(Dataset entries)
┄┄┄┄┄┄┄┄┄┄
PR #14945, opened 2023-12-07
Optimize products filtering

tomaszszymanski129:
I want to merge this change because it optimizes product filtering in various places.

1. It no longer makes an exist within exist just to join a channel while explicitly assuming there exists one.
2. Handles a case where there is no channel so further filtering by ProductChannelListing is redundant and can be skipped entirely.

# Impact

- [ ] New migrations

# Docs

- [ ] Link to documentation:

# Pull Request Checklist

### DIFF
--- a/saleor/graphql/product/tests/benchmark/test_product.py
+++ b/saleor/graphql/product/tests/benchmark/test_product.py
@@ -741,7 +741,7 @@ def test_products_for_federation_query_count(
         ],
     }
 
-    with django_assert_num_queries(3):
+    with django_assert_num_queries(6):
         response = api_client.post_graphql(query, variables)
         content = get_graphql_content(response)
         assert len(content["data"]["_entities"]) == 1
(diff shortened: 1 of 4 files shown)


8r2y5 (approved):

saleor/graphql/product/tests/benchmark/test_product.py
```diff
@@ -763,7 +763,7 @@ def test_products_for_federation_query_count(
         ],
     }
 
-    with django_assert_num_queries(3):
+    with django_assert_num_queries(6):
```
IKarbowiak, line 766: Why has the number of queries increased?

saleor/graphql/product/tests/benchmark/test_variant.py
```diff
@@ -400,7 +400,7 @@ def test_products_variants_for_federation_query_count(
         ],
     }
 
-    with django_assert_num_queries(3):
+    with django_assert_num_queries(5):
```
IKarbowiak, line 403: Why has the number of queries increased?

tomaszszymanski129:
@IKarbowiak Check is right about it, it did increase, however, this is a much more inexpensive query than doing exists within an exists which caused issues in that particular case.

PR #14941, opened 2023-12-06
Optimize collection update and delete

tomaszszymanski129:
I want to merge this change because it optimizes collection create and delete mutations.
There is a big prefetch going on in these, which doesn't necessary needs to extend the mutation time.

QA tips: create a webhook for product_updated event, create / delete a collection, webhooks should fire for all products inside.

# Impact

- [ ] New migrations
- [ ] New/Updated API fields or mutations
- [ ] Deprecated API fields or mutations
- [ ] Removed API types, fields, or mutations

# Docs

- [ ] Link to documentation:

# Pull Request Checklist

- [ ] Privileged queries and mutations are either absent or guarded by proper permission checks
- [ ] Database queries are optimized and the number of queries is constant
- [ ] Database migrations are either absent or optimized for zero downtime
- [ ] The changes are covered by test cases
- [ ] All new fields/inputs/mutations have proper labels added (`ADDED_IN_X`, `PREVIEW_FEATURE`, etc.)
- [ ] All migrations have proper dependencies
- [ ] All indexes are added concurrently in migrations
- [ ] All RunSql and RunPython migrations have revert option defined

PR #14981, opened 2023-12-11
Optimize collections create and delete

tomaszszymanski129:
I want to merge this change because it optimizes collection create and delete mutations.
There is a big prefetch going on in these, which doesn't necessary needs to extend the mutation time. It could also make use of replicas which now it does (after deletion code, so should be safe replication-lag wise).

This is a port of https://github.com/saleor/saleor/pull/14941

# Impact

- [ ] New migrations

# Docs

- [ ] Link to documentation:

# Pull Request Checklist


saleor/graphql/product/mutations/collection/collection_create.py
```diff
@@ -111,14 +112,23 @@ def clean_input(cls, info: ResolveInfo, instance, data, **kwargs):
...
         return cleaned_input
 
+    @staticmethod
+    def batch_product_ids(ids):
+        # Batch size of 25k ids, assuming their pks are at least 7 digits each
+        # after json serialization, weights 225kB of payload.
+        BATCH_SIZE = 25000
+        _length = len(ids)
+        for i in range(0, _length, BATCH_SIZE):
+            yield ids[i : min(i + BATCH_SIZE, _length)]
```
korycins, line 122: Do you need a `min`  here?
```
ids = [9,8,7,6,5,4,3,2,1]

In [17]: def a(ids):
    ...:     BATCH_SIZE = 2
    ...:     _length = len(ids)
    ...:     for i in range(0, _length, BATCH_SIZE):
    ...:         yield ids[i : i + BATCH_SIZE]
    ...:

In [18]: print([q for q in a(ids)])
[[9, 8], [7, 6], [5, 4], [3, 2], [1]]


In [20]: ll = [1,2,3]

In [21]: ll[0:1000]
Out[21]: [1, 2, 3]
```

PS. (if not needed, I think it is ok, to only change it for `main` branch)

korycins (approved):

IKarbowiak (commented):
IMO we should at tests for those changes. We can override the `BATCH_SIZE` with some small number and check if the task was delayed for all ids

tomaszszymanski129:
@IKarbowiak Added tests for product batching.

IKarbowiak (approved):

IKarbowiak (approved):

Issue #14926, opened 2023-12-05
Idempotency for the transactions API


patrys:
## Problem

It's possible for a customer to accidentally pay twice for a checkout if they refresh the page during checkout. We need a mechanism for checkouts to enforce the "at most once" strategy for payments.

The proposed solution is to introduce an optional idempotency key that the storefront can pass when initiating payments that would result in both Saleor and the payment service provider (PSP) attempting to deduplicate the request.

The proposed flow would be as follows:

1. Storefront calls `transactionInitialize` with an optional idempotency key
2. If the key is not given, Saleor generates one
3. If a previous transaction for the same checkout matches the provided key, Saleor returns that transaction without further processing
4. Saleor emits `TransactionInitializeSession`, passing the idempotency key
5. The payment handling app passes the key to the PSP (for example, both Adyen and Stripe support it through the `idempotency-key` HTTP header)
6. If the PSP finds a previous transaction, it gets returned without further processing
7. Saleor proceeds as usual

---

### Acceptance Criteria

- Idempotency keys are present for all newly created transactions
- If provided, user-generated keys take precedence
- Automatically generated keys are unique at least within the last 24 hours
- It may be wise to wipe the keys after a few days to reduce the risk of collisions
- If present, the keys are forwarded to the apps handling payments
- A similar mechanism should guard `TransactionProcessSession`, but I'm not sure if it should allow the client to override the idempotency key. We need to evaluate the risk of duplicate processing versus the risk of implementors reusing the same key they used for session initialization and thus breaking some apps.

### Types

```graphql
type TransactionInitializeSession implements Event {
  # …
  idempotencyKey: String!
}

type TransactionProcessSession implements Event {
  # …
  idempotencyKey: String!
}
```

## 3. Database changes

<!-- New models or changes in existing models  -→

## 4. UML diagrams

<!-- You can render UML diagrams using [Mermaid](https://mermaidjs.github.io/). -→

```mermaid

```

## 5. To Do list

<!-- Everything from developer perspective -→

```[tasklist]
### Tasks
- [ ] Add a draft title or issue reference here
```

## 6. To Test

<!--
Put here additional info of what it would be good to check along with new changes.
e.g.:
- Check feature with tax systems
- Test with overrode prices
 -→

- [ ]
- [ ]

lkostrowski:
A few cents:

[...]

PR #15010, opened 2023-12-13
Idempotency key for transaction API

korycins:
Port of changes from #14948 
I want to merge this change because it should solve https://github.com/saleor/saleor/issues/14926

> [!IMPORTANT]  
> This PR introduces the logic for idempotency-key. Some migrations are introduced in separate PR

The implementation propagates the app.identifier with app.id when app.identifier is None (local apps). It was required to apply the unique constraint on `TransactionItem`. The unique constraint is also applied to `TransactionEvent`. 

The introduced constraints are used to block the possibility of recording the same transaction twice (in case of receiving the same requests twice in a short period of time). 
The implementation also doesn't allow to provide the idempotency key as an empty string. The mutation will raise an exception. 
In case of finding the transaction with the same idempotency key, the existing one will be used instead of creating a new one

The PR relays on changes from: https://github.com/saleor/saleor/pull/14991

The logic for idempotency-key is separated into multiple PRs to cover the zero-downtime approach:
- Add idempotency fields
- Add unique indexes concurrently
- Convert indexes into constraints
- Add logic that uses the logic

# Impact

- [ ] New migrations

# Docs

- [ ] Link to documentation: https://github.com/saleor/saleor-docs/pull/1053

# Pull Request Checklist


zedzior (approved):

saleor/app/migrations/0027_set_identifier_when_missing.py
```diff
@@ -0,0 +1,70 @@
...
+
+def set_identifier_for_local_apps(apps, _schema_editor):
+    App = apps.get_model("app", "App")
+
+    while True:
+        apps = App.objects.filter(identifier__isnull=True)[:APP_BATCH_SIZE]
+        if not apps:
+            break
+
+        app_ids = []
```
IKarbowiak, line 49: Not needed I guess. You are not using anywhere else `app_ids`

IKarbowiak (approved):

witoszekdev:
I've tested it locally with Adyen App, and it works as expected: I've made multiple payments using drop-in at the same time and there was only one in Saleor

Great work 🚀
┄┄┄┄┄┄┄┄┄┄
» **Your objective**: Count up the lines in the records where the string "while" appears. Your reply is that number alone.

» **Result of this task**: 2